Dalgliesh siguió interrogándole sobre el papel secante y la cerilla apagada. El padre Barnes explicó que la sacristía pequeña había sido utilizada dos días antes, el lunes día dieciséis, al reunirse allí, como de costumbre, el Consejo Parroquial a las cinco y media, inmediatamente después de las vísperas. Él había presidido, sentado ante la mesa, pero no había utilizado secante. Siempre escribía con un bolígrafo. No había advertido ninguna marca reciente, pero, por otra parte, no era muy perspicaz para fijarse en esa clase de detalles. Estaba seguro de que ninguno de los componentes del Consejo había encendido aquella cerilla. Sólo fumaba George Capstick y lo hacía en pipa, utilizando un encendedor. Por otra parte, éste no había asistido al Consejo, porque todavía estaba convaleciente de una gripe. Los demás habían hecho la observación de que resultaba muy agradable no verse envueltos en el humo de su pipa.
Dalgliesh dijo:
– Se trata de detalles pequeños y probablemente sin importancia, pero le agradecería que no los comentara. Y me gustaría que echara usted un vistazo al secante y tratara de recordar qué aspecto tenía el lunes. Por otra parte, hemos encontrado un tazón de loza esmaltada, bastante sucio. Nos resultaría útil comprobar si pertenecía a Harry.
Y, al ver la cara del padre Barnes, añadió:
– No es necesario que vuelva a entrar en la sacristía pequeña. Cuando el fotógrafo haya terminado su tarea, nosotros le traeremos el tazón. Y después, supongo que le apetecerá volver a la vicaría. Más tarde, necesitaremos una declaración, pero eso admite espera.

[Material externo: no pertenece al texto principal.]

PR #1612, opened 2023-05-30
PHOENIX-6963 : Bootstrap last ddl timestamp for indexes

palashc:


phoenix-core/src/main/java/org/apache/phoenix/query/ConnectionQueryServicesImpl.java
```diff
@@ -4122,6 +4122,7 @@ protected PhoenixConnection upgradeSystemCatalogIfRequired(PhoenixConnection met
             metaConnection = addColumnsIfNotExists(metaConnection, PhoenixDatabaseMetaData.SYSTEM_CATALOG,
                 MIN_SYSTEM_TABLE_TIMESTAMP_5_2_0,
                 PhoenixDatabaseMetaData.STREAMING_TOPIC_NAME + " " + PVarchar.INSTANCE.getSqlTypeName());
+            UpgradeUtil.bootstrapLastDDLTimestampForIndexes(metaConnection);
```
shahrs87, line 4125: I don't know how this UpgradeUtil code works and when it is executed? If it is executed after the upgrade then the server version would be equal to MIN_SYSTEM_TABLE_TIMESTAMP_5_2_0. But adding DDL timestamps to table/view happened in 4.16.0 version and there also we have similar condition `currentServerSideTableTimeStamp < MIN_SYSTEM_TABLE_TIMESTAMP_4_16_0` so this code clearly works.

phoenix-core/src/it/java/org/apache/phoenix/end2end/UpgradeIT.java
```diff
@@ -697,21 +698,33 @@ public void testLastDDLTimestampBootstrap() throws Exception {
...
+            UpgradeUtil.bootstrapLastDDLTimestampForTablesAndViews(conn.unwrap(PhoenixConnection.class));
             long actualTableTS = getLastTimestampForMetadata(conn, schemaName, tableName,
                 PTableType.TABLE);
             long actualViewTS = getLastTimestampForMetadata(conn, schemaName, viewName,
                 PTableType.VIEW);
+            long actualIndexTS = getLastTimestampForMetadata(conn, schemaName, indexName,
+                    PTableType.INDEX);
             assertEquals(tableTS, actualTableTS);
             assertEquals(viewTS, actualViewTS);
+            assertEquals(0L, actualIndexTS);
```
shahrs87, line 722: should actualIndexTS be NULL or 0? I think it should be null.

phoenix-core/src/it/java/org/apache/phoenix/end2end/UpgradeIT.java
```diff
@@ -697,21 +698,33 @@ public void testLastDDLTimestampBootstrap() throws Exception {
...
+            conn.createStatement().execute("CREATE INDEX " + indexName + " ON " + fullTableName + " (KV1) ASYNC");
+
             //Now we null out any existing last ddl timestamps
             nullDDLTimestamps(conn);
 
             //now get the row timestamps for each header row
             long tableTS = getRowTimestampForMetadata(conn, schemaName, tableName,
                 PTableType.TABLE);
             long viewTS = getRowTimestampForMetadata(conn, schemaName, viewName, PTableType.VIEW);
+            long indexTS = getRowTimestampForMetadata(conn, schemaName, indexName, PTableType.INDEX);
```
shahrs87, line 710: Can we assert that indexTS is not 0L? Also we can capture the start time of the test and assert that indexTS > start time of the test.

phoenix-core/src/it/java/org/apache/phoenix/end2end/UpgradeIT.java
```diff
@@ -697,21 +698,33 @@ public void testLastDDLTimestampBootstrap() throws Exception {
...
+            long actualIndexTS = getLastTimestampForMetadata(conn, schemaName, indexName,
+                    PTableType.INDEX);
             assertEquals(tableTS, actualTableTS);
             assertEquals(viewTS, actualViewTS);
+            assertEquals(0L, actualIndexTS);
+
+            // bootstrap last ddl timestamp for indexes
+            UpgradeUtil.bootstrapLastDDLTimestampForIndexes(conn.unwrap(PhoenixConnection.class));
+            actualIndexTS = getLastTimestampForMetadata(conn, schemaName, indexName, PTableType.INDEX);
+            assertEquals(indexTS, actualIndexTS);
```
shahrs87, line 727: Maybe I am missing something. 
`indexTS` is the timestamp after we set LAST_DDL_TIMESTAMP to null via `nullDDLTimestamps` method. So it should be NULL.
`actualIndexTS` is the timestamp after we call `UpgradeUtil.bootstrapLastDDLTimestampForIndexes`. So it should the LAST_ROW_TIMESTAMP() for this index.
So how are they supposed to be equal?

shahrs87 (changes requested):
Overall the PR looks good. Few minor comments. Thank you @palashc !

phoenix-core/src/it/java/org/apache/phoenix/end2end/UpgradeIT.java
palashc: It is returned using a `rs.getLong()` call which returns 0 if the actual value was sql null.

phoenix-core/src/it/java/org/apache/phoenix/end2end/UpgradeIT.java
palashc: @shahrs87 `indexTS` is the PHOENIX_ROW_TIMESTAMP() of the header row of the index in syscat (it is the timestamp of the empty column) and indicates the last time the row was modified. After we call `UpgradeUtil.bootstrapLastDDLTimestampForIndexes`, this same value for the row is used to populate the `LAST_DDL_TIMESTAMP` column which is captured in `actualIndexTS`.

shahrs87: Oh my bad, I thought indexTS is calculated from `getLastTimestampForMetadata` method.

phoenix-core/src/it/java/org/apache/phoenix/end2end/UpgradeIT.java
```diff
@@ -683,10 +683,12 @@ private void verifyExpectedCellValue(byte[] rowKey, byte[] syscatBytes,
 
     @Test
     public void testLastDDLTimestampBootstrap() throws Exception {
+        Long testStartTime = System.currentTimeMillis();
```
shahrs87, line 686: replace this with `EnvironmentEdgeManager.currentTimeMillis`

shahrs87:
In the last jenkins run, there were around 16 checkstyle errors. If those are related to you patch please fix it otherwise +1 ltgm.

shahrs87:
I don't have commit rights, @tkhurana  can you please review this patch too? Thank you.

Siguieron sentados durante un minuto, en silencio, como si lo que se había transmitido entre ellos necesitara ser asimilado en paz. Dalgliesh pensó que, por lo tanto, allí radicaba el secreto de la quijotesca decisión de Berowne de dimitir en su cargo. Había sido algo más profundo y menos explicable que la desilusión, que la inquietud propia de cierta edad, o que el temor de un escándalo amenazante. Lo que le sucedió en aquella primera noche en Saint Matthew, fuera lo que fuese, le indujo, el día siguiente, a cambiar toda la dirección de su vida. ¿Le habría dirigido también hacia su muerte?
Al levantarse los dos, oyeron el rumor metálico de la puerta de la verja. La inspectora Miskin esperaba en el pasillo. Cuando llegaron junto a ella, anunció:
– Ha llegado el forense, señor.
VII
Lady Ursula Berowne estaba sentada en su salón, en el cuarto piso del número sesenta y dos de Campden Hill Square, y desde allí contemplaba las copas de los árboles como si fueran una visión distante, casi indistinguible. Le parecía como si su cabeza fuese una copa llena a rebosar, que sólo ella pudiera mantener estable. Una sola sacudida, un estremecimiento, una leve pérdida de control, y la copa se derramaría en un caos tan terrible que sólo podía terminar en la muerte. Era extraño, pensó, que su respuesta física al shock fuese ahora la misma que se había producido después de encontrar la muerte Hugo, de modo que su dolor actual se añadía al dolor que sentía por él, renovándolo como si acabara de enterarse de la noticia de su muerte. Y los síntomas físicos habían sido los mismos: una sed intensa, la sensación de que su cuerpo se había apergaminado y encogido, una boca seca y amarga como si la infectara su propio aliento. Mattie le había preparado, una y otra vez, café fuerte, que ella consumió casi hirviendo, sin leche, sin notar su dulzor excesivo. Después, dijo:
– Me gustaría comer algo, algo salado. Unas tostadas con anchoas…
Pensó que era como una mujer preñada por el dolor, sometida a extraños antojos.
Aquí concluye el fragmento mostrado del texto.